Lv Huasheng, Sun Fengyu, Zhang Yuchen, Zhou Xinrong
State Key Laboratory of Pathogenesis, Prevention and Treatment of High Incidence Diseases in Central Asia, Xinjiang Medical University, Urumqi, Xinjiang, People's Republic of China.
The First Affiliated Hospital of Xinjiang Medical University, Urumqi, Xinjiang, People's Republic of China.
Int J Gen Med. 2025 Jun 8;18:2957-2972. doi: 10.2147/IJGM.S523029. eCollection 2025.
To develop and validate a machine learning (ML) model for predicting long-term depression risk in ACS patients following percutaneous coronary intervention (PCI).
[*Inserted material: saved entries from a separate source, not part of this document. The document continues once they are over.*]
PR #247, opened 2018-01-17
 RecordStream: Avoid reading one char at a time, if we can help it

mathias-lang-sociomantic:
- Add some tests
- Fix some ridiculously poor performances

### DIFF
--- a/integrationtest/record_batcher/main.d
+++ b/integrationtest/record_batcher/main.d
@@ -1,0 +1,104 @@
+/*******************************************************************************
+
+    Test the behavior of RecordStream
+
+    This has to be an integration test because we test the behavior of reading
+    from stdin.
+
+    Copyright:
+        Copyright (c) 2018 sociomantic labs GmbH. All rights reserved
+
+    License:
+        Boost Software License Version 1.0. See LICENSE.txt for details.
+
+*******************************************************************************/
+
+module integrationtest.record_batcher.main;
+
+import core.sys.posix.unistd;
+
+import ocean.core.Test;
+import ocean.io.Console;
+import ocean.io.device.Device;
+import ocean.transition;
+
+import swarm.util.RecordStream;
+
+import ocean.io.stream.Buffered;
+import core.sys.posix.unistd;
+import core.sys.posix.sys.wait;
+
+
+version (UnitTest) {} else
+public int main ()
+{
+    int[2] pipes;
+    assert(pipe(pipes) == 0);
+
+    if (auto pid = fork())
+    {
+        return runSender(pid, pipes[1]);
+    }
+    else
+    {
+        dup2(pipes[0], STDIN_FILENO);
+        runListener();
+        return 0;
+    }
+}
+
+public int runSender (pid_t pid, int write_fd)
+{
+    mstring buffer;
+    // We need the destructor to be called at the end, to close the fd
+    {
+        scope conduit = new FDConduit(write_fd);
+        foreach (record; Input)
+            record.serialize(conduit, buffer);
+    }
+
+    int status;
+    auto ret = waitpid(pid, &status, 0);
+    assert(ret > 0, "waitpid returned <= 0");
+    return WIFEXITED(status) ? WEXITSTATUS(status) : -1;
+}
+
+public void runListener ()
+{
+    size_t index;
+    scope comparer = (Record r)
+        {
+            test!("==")(r.key, Input[index].key);
+            test!("==")(r.value, Input[index].value);
+            index++;
+            return index < Input.length;
+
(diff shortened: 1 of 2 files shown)


src/swarm/util/RecordStream.d
```diff
@@ -159,6 +159,16 @@ public struct Record
         splitRecord(cast(ubyte[])buf, this.key, this.value);
     }
 
+    /// Ditto
```
gavin-norman-sociomantic: Typical comment re: ditto ;)

src/swarm/util/RecordStream.d
```diff
@@ -159,6 +159,16 @@ public struct Record
...
+    private void deserialize ( Console.Input stream )
+    {
+        cstring data;
+        stream.readln(data);
```
gavin-norman-sociomantic: Would be nice to describe what the fix is exactly, in the commit message. (You mention the effect it has, but not what the fix actually is.)

integrationtest/record_batcher/main.d
```diff
@@ -0,0 +1,115 @@
...
+{
+    mstring buffer;
+    // We need the destructor to be called at the end, to close the fd
+    {
+        scope conduit = new FDConduit(write_fd);
+        foreach (record; Input)
+            record.serialize(conduit, buffer);
+
+        sleep(2);
+        // const istring msg = "Hello world!";
```
gavin-norman-sociomantic: Dead code.

integrationtest/record_batcher/main.d
```diff
@@ -0,0 +1,115 @@
...
+
+        };
+    scope stream = new StdinRecordStream(comparer);
+    auto eos = stream.process();
+    assert(!eos, "End Of Stream reached!");
+}
+
+
+private const Input = [
+    Record(null,     [ 0x52, 0x45, 0x50, 0x4F, 0x52, 0x54, 0x49, 0x4E, 0x47 ]),
```
gavin-norman-sociomantic: Maybe say
```D
// Two records without keys (values only)
...
// Two records with keys (16 hex characters)
...
```

integrationtest/record_batcher/main.d
```diff
@@ -0,0 +1,115 @@
...
+    Record(null,     [ 0x20, 0x57, 0x41, 0x53 ]),
+    // Keys are 16 hex char
+    Record([ 0x42, 0x42, 0x42, 0x42, 0x42, 0x42, 0x42, 0x42, 0x42, 0x42, 0x42,
+             0x42, 0x42, 0x42, 0x42, 0x42 ],
+           [ 0x48, 0x65, 0x6C, 0x6C, 0x6F, 0x20, 0x57, 0x6F, 0x72, 0x6C, 0x64 ]),
+];
+
+private const Output = [
+    Input[0],
```
gavin-norman-sociomantic: Why is the receiver not comparing the received records against the same array as the sender is sending? (Also why one less element?)

gavin-norman-sociomantic (commented):
Thanks!!

integrationtest/record_batcher/main.d
mathias-lang-sociomantic: For the story, what happened is that I originally tested ONLY corner cases and was seeing weird results.
Basically if you `serialize` a record, it doesn't check if  they key is either `null` / empty or if it's 16 chars. So if you put `Record([ 0x20 ], [ ... ])` it will gladly serialize it, and will screw up the deserialization big time. I will try to implement a fix for this in v5.x.x after this is merged.

That being said - I will remove the `Output` array.

integrationtest/record_batcher/main.d
mathias-lang-sociomantic: It's only one record with key, though

gavin-norman-sociomantic: Oh yeah. Well, `// One record with a key (16 hex characters)` then.

mathias-lang-sociomantic:
Updated

gavin-norman-sociomantic (approved):

gavin-norman-sociomantic (approved):

mihails-strasuns-sociomantic:
It looks like this has introduced a regression in swarmtools - those now fail if input stream is large enough with:

```
terminated after throwing an uncaught instance of 'ocean.core.ExceptionDefinitions.IOException' at ./submodules/ocean/src/ocean/io/device/Conduit.d:190
  toString():  BufferedInput.next :: input buffer is full
```

mathias-lang-sociomantic:
There's also https://github.com/sociomantic-tsunami/swarm/pull/265
But it doesn't look related :(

This retrospective cohort study included 1951 ACS patients who underwent PCI in 2023. Feature selection was conducted using the Boruta algorithm, and restricted cubic spline (RCS) analysis was applied to assess non-linear associations. Six ML models were trained and tested using a 70:30 train-validation split. Model performance was evaluated using Area under the curve(AUC), sensitivity, specificity, F1-score, calibration curves, and decision curve analysis. SHapley Additive exPlanations (SHAP) were used to interpret feature contributions.
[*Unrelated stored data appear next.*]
PR #249, opened 2018-01-18
Convert assert -> verify outside neo.

nemanja-boric-sociomantic:


src/swarm/client/helper/NodesConfigReader.d
```diff
@@ -191,13 +191,13 @@ static:
         # 127.0.0.3:6000";
 
         auto res = read(content);
-        assert(res.length == 2);
+        test(res.length == 2);
```
david-eckardt-sociomantic: I think the intended usage is `test!("==")(res.length, 2)`.

nemanja-boric-sociomantic: Yes, I've missed all these.

src/swarm/client/registry/NodeRegistry.d
```diff
@@ -232,7 +232,7 @@ public abstract class NodeRegistry : INodeRegistry
         {
             auto handled =
                 this.assignClientCommand(this.getClientCommandParams(params));
-            assert(handled, "unhandled client command code");
+            enforce(handled, "unhandled client command code");
```
david-eckardt-sociomantic: This looks more like `verify` as it can fail if `params` is invalid. `enforce` is meant to verify input to the program.

src/swarm/util/Hash.d
```diff
@@ -208,17 +218,22 @@ public hash_t straightToHash ( hash_t hash )
...
     Throws:
-        asserts that the string is a valid hex hash
+        InvalidHashException if the string is not a valid hex hash
 
  **************************************************************************/
 
 public hash_t straightToHash ( cstring hash )
-in
-{
-    assert(isHash(hash), "straightToHash(cstring)  - string is not a valid hash " ~ hash);
```
gavin-norman-sociomantic, line 217: Haha. Old-school.

src/swarm/util/RecordBatcher.d
```diff
@@ -503,7 +504,7 @@ public class RecordBatch : RecordBatchBase
     {
         // Read uncompressed length from first size_t.sizeof bytes.
         auto uncompressed_len = *(cast(size_t*)(compressed.ptr));
-        assert(uncompressed_len <= this.batch.dimension);
+        enforce(uncompressed_len <= this.batch.dimension);
```
gavin-norman-sociomantic, line 507: Oof.

src/swarm/client/registry/NodeRegistry.d
nemanja-boric-sociomantic: The trick is that I suspect that the client command code could arrive from the external input, following dependencies. `assignClientCommand` may not cover all possible client command codes.

nemanja-boric-sociomantic: Wait, I'm wrong, this is done on _client_ side.

nemanja-boric-sociomantic: This should indeed be a `verify`.

gavin-norman-sociomantic: Right, the command is determined by the programmer.

src/swarm/client/connection/NodeErrorTracker.d
```diff
@@ -196,7 +197,7 @@ public class NodeErrorTracker : INodeConnectionPoolErrorReporter
 
             public bool inc ( time_t now, Weights weights )
             {
-                assert(now >= this.last_time);
+                verify(now >= this.last_time);
```
david-eckardt-sociomantic: I would use `enforce` here, time values are usually program input.

nemanja-boric-sociomantic: I was on the edge of this (since it's not clear if the time input is coming from the clock, or from the ticks). I'll move to enforce.

nemanja-boric-sociomantic: (meaning I would personally not feed this method with the non-monotonic clock)

nemanja-boric-sociomantic:
Updated with the @david-eckardt-sociomantic's comments so far.

david-eckardt-sociomantic (approved):

gavin-norman-sociomantic (approved):

david-eckardt-sociomantic:
For reference: Part of #200.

Among the 1951 patients, 382 (19.6%) developed long-term depression. After feature selection via the Boruta algorithm, ten key predictors were identified, including NYHA classification, diabetes, thyroid-stimulating hormone (TSH), and left ventricular ejection fraction (LVEF). The LGBM and XGBoost models achieved the highest discrimination, with AUCs of 0.849 (training) and 0.652 (validation) for LGBM, and 0.814 (training) and 0.699 (validation) for XGBoost. Calibration curves showed good alignment between predicted and observed outcomes. SHAP analysis confirmed NYHA classification, TSH, and diabetes as the most influential features. Decision curve analysis demonstrated the clinical benefit of both models across a range of thresholds.
The models demonstrated potential for early risk stratification of post-PCI depression and may inform targeted clinical interventions.
开发并验证一种机器学习(ML)模型,用于预测经皮冠状动脉介入治疗(PCI)后急性冠状动脉综合征(ACS)患者的长期抑郁风险。
这项回顾性队列研究纳入了2023年接受PCI的1951例ACS患者。使用Boruta算法进行特征选择,并应用受限立方样条(RCS)分析来评估非线性关联。使用70:30的训练-验证分割对六个ML模型进行训练和测试。使用曲线下面积(AUC)、灵敏度、特异性、F1分数、校准曲线和决策曲线分析来评估模型性能。使用SHapley加法解释(SHAP)来解释特征贡献。
在1951例患者中,382例(19.6%)出现长期抑郁。通过Boruta算法进行特征选择后,确定了十个关键预测因素,包括纽约心脏协会(NYHA)分级、糖尿病、促甲状腺激素(TSH)和左心室射血分数(LVEF)。LightGBM(LGBM)和XGBoost模型具有最高的辨别力,LGBM的训练AUC为0.849,验证AUC为0.652;XGBoost的训练AUC为0.814,验证AUC为0.699。校准曲线显示预测结果与观察结果之间具有良好的一致性。SHAP分析证实NYHA分级、TSH和糖尿病是最具影响力的特征。决策曲线分析表明,这两个模型在一系列阈值范围内均具有临床益处。
这些模型显示了对PCI后抑郁进行早期风险分层的潜力,并可为有针对性的临床干预提供参考。